- Task item: Find each line in the records below that contains the word "files", and copy it out.

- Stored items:
···

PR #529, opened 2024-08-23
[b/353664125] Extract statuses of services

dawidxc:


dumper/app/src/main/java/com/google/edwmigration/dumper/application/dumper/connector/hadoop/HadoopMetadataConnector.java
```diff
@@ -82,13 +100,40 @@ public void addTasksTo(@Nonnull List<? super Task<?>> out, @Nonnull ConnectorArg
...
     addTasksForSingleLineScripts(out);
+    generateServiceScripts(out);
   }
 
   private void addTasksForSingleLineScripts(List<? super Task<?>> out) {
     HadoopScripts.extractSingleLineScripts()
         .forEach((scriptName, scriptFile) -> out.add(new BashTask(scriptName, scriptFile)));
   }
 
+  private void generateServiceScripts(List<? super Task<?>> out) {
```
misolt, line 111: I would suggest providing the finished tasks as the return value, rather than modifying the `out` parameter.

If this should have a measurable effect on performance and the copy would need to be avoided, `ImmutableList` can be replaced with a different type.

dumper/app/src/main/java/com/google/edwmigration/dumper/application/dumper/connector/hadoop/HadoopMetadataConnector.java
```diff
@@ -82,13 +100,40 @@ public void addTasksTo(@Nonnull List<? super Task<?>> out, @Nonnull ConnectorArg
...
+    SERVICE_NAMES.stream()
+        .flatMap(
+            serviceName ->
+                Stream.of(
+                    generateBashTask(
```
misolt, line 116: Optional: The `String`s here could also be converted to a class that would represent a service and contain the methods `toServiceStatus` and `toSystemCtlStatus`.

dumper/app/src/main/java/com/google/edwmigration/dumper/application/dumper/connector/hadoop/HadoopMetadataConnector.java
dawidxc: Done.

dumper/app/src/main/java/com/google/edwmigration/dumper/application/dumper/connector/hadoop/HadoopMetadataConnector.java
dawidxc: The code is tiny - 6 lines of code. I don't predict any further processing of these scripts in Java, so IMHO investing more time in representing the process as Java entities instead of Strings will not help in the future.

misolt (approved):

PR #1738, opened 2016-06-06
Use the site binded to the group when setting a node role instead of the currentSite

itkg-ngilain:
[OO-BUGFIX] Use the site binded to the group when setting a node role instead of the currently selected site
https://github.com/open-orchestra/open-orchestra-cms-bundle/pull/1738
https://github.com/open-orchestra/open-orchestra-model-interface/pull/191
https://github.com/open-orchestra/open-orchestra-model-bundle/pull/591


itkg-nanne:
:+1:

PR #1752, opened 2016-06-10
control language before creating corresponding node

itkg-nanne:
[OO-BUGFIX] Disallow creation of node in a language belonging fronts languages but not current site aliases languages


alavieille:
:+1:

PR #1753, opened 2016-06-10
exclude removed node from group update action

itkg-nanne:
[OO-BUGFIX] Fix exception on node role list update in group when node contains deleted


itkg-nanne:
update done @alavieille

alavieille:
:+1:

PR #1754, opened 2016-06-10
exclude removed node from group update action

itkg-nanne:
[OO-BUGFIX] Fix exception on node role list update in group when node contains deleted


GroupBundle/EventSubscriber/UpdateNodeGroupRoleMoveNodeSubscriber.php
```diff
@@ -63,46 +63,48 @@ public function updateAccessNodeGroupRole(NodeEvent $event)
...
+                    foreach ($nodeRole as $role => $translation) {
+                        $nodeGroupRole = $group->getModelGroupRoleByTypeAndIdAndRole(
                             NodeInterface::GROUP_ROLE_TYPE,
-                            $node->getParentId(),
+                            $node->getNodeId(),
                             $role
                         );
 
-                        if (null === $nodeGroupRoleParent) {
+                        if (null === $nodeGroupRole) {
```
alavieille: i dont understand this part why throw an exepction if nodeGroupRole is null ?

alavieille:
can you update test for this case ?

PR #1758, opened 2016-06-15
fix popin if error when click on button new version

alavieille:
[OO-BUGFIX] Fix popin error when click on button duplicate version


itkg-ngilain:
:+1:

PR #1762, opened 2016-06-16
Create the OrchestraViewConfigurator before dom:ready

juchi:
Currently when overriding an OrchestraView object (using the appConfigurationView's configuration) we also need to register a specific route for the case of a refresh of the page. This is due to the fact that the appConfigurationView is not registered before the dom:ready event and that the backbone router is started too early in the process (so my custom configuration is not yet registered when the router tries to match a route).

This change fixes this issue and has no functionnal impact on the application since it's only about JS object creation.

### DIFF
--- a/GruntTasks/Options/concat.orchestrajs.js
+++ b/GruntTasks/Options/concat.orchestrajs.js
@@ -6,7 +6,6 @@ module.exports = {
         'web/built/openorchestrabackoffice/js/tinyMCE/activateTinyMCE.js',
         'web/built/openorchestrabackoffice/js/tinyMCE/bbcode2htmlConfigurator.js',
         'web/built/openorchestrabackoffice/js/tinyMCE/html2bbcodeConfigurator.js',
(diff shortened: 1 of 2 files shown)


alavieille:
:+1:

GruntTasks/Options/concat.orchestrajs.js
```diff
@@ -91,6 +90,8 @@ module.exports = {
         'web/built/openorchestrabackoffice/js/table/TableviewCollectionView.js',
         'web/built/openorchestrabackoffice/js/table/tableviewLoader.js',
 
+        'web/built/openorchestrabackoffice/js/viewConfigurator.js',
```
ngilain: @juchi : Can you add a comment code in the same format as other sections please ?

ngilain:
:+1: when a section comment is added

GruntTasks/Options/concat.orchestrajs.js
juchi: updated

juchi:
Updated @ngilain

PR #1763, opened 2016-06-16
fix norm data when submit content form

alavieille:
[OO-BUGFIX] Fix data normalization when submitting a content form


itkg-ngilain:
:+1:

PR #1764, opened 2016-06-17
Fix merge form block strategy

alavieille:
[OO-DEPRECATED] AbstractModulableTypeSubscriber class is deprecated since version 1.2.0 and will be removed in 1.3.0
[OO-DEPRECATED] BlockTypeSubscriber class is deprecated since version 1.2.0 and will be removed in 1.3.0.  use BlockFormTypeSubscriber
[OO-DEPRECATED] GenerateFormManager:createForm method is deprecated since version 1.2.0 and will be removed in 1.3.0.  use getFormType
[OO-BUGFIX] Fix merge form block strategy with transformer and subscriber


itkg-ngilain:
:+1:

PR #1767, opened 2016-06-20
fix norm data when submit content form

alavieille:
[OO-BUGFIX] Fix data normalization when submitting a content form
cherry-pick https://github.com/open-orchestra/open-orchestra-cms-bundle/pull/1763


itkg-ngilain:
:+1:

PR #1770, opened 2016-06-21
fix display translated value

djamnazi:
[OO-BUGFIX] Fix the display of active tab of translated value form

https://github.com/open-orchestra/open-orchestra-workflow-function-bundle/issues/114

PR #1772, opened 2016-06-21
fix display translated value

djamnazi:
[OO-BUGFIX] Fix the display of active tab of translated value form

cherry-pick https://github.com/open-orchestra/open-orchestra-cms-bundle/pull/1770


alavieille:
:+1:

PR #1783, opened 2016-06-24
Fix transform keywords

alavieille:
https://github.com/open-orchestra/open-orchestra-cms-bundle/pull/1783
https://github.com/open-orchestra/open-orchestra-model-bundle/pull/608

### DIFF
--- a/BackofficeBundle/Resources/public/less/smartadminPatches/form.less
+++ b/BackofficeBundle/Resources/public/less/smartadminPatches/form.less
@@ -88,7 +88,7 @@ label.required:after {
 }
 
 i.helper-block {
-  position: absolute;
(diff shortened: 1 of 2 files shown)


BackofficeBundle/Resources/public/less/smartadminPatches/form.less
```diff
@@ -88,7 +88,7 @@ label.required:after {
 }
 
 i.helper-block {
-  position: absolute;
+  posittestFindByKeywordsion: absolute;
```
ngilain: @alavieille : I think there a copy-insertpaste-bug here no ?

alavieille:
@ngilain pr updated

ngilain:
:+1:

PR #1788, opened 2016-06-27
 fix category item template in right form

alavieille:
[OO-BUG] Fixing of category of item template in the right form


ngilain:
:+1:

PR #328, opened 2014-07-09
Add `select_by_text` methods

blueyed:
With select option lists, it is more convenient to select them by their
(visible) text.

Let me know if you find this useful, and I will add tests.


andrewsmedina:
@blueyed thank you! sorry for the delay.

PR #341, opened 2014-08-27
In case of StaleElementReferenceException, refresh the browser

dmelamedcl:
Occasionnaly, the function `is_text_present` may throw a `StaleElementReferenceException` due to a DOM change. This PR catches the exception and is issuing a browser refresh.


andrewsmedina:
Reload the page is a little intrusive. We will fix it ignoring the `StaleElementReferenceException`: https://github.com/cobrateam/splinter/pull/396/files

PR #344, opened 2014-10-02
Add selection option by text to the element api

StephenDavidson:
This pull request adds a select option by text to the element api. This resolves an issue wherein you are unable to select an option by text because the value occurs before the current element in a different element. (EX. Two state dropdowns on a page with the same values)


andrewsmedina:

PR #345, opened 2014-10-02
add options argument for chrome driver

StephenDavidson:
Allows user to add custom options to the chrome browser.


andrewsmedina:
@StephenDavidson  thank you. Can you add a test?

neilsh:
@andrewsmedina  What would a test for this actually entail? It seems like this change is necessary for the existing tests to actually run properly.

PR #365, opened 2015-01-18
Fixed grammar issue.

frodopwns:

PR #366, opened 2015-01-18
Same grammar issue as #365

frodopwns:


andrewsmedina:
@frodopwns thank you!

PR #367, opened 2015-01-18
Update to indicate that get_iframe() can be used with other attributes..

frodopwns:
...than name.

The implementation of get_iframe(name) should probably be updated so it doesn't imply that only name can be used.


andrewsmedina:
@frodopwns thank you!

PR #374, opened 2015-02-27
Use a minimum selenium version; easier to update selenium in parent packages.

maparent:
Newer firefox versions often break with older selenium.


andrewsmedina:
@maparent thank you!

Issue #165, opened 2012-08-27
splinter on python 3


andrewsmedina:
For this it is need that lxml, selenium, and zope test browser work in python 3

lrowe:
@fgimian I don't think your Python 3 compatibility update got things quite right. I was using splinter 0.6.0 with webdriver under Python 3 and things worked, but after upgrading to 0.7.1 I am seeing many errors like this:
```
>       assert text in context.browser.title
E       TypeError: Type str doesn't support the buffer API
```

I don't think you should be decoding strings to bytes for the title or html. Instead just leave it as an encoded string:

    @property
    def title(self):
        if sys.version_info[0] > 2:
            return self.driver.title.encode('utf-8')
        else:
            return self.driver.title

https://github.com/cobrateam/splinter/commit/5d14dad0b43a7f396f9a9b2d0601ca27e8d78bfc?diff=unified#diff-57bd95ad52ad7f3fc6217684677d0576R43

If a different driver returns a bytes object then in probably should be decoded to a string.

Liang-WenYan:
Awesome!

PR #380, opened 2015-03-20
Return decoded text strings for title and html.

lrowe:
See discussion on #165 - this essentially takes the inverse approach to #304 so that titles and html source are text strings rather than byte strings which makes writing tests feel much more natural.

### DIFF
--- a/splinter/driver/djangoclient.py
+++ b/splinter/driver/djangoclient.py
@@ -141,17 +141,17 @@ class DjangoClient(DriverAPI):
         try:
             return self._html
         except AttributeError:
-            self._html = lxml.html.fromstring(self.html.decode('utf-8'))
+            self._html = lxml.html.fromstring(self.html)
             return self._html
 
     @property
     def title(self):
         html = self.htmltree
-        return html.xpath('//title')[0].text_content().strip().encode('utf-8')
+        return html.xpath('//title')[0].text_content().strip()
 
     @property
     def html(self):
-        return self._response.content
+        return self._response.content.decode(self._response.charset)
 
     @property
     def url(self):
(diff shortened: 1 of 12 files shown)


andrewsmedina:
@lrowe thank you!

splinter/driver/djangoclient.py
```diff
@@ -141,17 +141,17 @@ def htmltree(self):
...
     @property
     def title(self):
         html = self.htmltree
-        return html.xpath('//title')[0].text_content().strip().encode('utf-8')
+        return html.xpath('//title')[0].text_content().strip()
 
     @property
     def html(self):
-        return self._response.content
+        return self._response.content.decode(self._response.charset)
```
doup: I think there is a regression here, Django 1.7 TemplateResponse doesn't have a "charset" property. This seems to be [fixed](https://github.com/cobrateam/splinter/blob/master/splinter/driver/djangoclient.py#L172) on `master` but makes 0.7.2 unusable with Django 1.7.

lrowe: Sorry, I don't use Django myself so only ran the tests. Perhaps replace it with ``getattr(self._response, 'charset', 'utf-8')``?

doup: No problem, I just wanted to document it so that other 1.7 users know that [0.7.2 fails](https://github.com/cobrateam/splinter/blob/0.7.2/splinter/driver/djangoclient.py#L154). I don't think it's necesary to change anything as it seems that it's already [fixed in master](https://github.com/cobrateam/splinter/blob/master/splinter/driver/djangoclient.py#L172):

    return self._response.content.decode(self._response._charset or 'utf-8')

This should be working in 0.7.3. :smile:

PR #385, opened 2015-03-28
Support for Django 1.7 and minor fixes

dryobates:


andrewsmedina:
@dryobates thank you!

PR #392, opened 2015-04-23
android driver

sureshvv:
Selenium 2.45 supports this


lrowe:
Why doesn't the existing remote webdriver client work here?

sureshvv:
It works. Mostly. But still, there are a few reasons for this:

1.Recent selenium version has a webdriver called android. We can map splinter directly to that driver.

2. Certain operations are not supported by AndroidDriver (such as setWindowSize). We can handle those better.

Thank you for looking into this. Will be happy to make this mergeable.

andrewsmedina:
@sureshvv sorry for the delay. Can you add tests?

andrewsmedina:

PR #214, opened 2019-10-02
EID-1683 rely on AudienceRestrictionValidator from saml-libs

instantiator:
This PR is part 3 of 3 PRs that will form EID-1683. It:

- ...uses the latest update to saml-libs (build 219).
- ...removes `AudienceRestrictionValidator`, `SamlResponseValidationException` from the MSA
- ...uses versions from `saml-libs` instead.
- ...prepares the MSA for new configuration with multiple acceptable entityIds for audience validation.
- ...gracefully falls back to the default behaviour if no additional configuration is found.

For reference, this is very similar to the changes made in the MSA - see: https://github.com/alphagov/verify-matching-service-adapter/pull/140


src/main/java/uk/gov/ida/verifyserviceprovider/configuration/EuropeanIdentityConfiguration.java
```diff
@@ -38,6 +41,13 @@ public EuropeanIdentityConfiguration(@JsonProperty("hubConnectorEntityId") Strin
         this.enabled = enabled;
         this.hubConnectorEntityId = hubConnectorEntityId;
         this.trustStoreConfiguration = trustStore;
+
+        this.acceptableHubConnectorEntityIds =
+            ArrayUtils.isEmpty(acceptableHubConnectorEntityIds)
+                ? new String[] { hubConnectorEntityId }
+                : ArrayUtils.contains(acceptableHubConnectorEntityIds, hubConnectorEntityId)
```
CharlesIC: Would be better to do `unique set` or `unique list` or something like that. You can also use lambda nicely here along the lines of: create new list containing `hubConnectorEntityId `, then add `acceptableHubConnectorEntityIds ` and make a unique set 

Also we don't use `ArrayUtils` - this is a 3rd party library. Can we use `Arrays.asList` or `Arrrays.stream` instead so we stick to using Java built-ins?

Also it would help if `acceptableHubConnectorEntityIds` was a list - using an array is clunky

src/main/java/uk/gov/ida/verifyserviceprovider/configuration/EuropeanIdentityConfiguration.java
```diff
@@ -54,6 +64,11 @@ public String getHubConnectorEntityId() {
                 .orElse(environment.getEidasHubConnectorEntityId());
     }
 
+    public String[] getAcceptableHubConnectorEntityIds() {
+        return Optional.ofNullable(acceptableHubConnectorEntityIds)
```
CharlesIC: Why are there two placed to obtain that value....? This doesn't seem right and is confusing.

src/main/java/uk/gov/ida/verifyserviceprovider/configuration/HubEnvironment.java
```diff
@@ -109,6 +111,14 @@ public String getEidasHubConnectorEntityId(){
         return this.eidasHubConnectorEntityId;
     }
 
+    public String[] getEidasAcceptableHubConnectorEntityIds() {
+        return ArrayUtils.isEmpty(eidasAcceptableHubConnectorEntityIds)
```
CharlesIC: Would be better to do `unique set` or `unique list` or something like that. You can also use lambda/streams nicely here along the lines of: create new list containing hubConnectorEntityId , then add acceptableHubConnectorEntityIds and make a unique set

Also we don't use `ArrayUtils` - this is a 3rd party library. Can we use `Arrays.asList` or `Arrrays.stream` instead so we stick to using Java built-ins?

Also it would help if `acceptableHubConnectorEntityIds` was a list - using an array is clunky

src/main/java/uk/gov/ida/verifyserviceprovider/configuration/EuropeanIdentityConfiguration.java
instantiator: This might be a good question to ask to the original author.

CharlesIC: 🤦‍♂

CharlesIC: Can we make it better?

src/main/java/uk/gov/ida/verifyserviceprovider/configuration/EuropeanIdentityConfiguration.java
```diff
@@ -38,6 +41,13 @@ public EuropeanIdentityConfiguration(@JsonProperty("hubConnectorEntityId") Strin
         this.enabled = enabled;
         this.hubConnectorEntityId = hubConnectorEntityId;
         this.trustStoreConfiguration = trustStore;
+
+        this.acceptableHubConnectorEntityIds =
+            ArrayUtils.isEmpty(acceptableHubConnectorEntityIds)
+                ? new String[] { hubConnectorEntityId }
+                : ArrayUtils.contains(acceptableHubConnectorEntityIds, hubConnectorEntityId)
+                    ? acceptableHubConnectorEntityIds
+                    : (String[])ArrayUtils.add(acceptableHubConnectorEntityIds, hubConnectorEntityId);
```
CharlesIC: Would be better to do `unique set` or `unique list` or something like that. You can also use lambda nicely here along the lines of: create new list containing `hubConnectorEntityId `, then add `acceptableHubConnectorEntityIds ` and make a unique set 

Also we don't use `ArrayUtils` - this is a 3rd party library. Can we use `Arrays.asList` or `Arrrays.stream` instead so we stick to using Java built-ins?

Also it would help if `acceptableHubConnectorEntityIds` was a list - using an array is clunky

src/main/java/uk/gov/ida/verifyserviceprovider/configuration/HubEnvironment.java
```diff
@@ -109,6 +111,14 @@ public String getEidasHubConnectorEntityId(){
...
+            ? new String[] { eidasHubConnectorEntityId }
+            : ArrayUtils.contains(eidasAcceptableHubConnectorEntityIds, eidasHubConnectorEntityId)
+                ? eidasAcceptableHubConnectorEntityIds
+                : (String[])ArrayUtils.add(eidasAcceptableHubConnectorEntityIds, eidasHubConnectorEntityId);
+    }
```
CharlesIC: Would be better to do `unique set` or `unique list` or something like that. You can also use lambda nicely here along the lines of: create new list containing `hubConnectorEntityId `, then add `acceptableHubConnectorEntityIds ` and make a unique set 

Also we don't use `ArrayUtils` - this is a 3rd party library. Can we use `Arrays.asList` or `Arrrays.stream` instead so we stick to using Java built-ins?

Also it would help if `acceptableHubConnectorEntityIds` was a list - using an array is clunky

···

- The answer:
(diff shortened: 1 of 2 files shown)
(diff shortened: 1 of 2 files shown)
Reload the page is a little intrusive. We will fix it ignoring the `StaleElementReferenceException`: https://github.com/cobrateam/splinter/pull/396/files
(diff shortened: 1 of 12 files shown)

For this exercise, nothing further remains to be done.